*TASK GOAL*: Please tally how many lines in the entries below include the word "compressed", giving only the number.

Top of RECORDS FOR THIS TASK

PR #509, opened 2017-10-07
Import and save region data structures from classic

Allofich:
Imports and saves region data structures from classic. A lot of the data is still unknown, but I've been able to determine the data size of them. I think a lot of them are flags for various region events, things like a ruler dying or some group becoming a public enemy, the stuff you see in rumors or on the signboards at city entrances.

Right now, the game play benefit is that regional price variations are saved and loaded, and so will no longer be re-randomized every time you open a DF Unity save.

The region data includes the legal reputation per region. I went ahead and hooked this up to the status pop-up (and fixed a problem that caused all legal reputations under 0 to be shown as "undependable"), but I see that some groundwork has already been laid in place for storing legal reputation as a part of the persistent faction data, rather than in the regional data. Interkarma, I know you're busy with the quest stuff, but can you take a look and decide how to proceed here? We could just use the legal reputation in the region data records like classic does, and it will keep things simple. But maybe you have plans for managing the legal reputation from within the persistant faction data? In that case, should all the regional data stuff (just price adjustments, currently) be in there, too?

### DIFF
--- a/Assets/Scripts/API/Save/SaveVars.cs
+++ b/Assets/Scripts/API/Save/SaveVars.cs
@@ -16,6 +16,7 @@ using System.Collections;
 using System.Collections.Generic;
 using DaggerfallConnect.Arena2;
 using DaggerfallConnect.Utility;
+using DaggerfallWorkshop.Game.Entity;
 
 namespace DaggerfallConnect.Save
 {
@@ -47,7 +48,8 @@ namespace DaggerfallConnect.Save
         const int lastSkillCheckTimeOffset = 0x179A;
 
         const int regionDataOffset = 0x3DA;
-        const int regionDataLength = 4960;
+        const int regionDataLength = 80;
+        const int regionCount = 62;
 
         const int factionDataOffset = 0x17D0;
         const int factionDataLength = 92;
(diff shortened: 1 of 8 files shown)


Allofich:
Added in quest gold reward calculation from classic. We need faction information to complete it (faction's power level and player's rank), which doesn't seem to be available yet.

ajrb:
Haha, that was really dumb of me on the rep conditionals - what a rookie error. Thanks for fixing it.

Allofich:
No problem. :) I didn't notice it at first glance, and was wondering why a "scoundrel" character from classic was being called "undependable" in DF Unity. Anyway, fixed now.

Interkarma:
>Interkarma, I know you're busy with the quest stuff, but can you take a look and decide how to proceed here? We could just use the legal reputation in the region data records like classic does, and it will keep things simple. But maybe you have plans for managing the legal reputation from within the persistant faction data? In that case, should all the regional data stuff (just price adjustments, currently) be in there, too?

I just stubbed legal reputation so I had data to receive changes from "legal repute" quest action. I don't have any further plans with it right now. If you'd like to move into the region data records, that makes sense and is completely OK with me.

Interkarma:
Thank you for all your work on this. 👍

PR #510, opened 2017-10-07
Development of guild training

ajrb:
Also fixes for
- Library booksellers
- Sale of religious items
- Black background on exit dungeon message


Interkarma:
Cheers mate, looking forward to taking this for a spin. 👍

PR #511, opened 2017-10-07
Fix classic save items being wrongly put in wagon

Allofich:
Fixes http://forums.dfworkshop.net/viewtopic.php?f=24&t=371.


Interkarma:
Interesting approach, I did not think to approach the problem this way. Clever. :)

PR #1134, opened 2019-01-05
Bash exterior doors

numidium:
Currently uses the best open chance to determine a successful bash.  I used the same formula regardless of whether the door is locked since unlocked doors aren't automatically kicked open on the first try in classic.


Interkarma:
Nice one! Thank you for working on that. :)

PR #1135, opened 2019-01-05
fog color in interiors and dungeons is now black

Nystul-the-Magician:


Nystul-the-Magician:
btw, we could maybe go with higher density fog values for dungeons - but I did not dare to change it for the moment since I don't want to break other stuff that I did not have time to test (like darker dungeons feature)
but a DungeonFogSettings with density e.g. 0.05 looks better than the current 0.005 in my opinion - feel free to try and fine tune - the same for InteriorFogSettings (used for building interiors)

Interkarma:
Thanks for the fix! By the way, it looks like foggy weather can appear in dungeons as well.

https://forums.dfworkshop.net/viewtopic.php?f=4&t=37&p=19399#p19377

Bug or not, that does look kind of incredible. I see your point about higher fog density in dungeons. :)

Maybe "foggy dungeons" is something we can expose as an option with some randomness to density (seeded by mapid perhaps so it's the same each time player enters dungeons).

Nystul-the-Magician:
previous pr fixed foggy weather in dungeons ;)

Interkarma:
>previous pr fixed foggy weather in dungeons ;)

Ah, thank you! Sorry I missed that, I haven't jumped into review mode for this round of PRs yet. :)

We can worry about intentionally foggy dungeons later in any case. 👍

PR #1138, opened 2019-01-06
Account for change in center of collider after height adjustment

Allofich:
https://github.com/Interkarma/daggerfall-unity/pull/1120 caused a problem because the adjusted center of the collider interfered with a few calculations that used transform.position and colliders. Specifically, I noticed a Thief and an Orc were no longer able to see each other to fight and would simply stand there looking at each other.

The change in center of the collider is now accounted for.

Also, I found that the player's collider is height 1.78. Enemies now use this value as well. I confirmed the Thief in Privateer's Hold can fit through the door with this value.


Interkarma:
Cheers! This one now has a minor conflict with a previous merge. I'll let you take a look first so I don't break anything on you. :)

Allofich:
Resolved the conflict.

Bottom of RECORDS FOR THIS TASK
Top of RECORDS FOR THIS TASK

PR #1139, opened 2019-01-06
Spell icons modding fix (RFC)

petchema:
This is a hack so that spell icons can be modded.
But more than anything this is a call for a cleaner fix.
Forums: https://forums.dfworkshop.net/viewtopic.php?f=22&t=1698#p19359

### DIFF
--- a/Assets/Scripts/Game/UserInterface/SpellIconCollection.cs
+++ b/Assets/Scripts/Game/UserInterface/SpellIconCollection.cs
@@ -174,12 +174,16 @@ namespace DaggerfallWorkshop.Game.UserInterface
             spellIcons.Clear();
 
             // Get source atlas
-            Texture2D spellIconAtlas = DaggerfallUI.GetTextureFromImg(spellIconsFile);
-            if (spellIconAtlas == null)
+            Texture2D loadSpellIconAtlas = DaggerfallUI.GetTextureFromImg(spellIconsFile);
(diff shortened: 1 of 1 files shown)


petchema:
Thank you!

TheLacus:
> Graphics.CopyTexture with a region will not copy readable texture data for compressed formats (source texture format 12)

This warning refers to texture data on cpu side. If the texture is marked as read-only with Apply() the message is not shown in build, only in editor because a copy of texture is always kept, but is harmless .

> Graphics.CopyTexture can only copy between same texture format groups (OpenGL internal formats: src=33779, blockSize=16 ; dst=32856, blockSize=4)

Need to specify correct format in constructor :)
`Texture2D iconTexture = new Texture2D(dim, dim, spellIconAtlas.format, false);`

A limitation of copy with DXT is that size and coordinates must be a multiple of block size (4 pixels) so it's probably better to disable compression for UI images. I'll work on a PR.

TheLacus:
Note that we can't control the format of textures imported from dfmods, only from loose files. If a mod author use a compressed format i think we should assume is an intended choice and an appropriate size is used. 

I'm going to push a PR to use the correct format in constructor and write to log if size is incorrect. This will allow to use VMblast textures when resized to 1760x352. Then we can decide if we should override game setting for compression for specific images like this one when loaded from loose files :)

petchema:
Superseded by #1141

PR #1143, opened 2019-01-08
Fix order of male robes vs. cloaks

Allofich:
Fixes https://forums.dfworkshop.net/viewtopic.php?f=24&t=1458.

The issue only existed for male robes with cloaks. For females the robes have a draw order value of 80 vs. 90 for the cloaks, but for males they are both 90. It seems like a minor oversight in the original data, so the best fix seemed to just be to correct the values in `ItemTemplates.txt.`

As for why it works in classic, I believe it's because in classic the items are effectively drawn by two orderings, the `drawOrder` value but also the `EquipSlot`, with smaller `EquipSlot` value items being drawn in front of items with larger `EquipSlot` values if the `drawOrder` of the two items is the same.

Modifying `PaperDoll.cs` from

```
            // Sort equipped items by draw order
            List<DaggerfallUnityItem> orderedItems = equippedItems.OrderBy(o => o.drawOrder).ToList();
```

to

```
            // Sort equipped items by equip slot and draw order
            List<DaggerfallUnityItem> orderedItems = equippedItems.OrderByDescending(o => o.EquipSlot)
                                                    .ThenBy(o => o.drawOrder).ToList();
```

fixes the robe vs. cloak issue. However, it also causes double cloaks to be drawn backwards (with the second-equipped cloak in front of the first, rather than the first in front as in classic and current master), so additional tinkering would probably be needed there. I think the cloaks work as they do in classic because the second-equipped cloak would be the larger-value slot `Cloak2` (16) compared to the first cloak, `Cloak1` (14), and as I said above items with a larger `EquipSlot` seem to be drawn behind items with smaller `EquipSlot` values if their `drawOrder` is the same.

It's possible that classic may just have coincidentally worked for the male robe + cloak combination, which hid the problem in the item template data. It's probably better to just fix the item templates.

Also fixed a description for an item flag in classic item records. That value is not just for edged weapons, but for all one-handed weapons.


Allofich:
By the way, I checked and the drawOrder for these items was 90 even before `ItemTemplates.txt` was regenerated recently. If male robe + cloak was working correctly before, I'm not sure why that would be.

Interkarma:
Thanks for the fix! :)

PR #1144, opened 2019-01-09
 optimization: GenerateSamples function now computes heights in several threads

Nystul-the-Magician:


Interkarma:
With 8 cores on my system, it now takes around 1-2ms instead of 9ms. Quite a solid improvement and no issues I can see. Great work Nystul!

Bottom of RECORDS FOR THIS TASK

*EXERCISE RESULT*: 2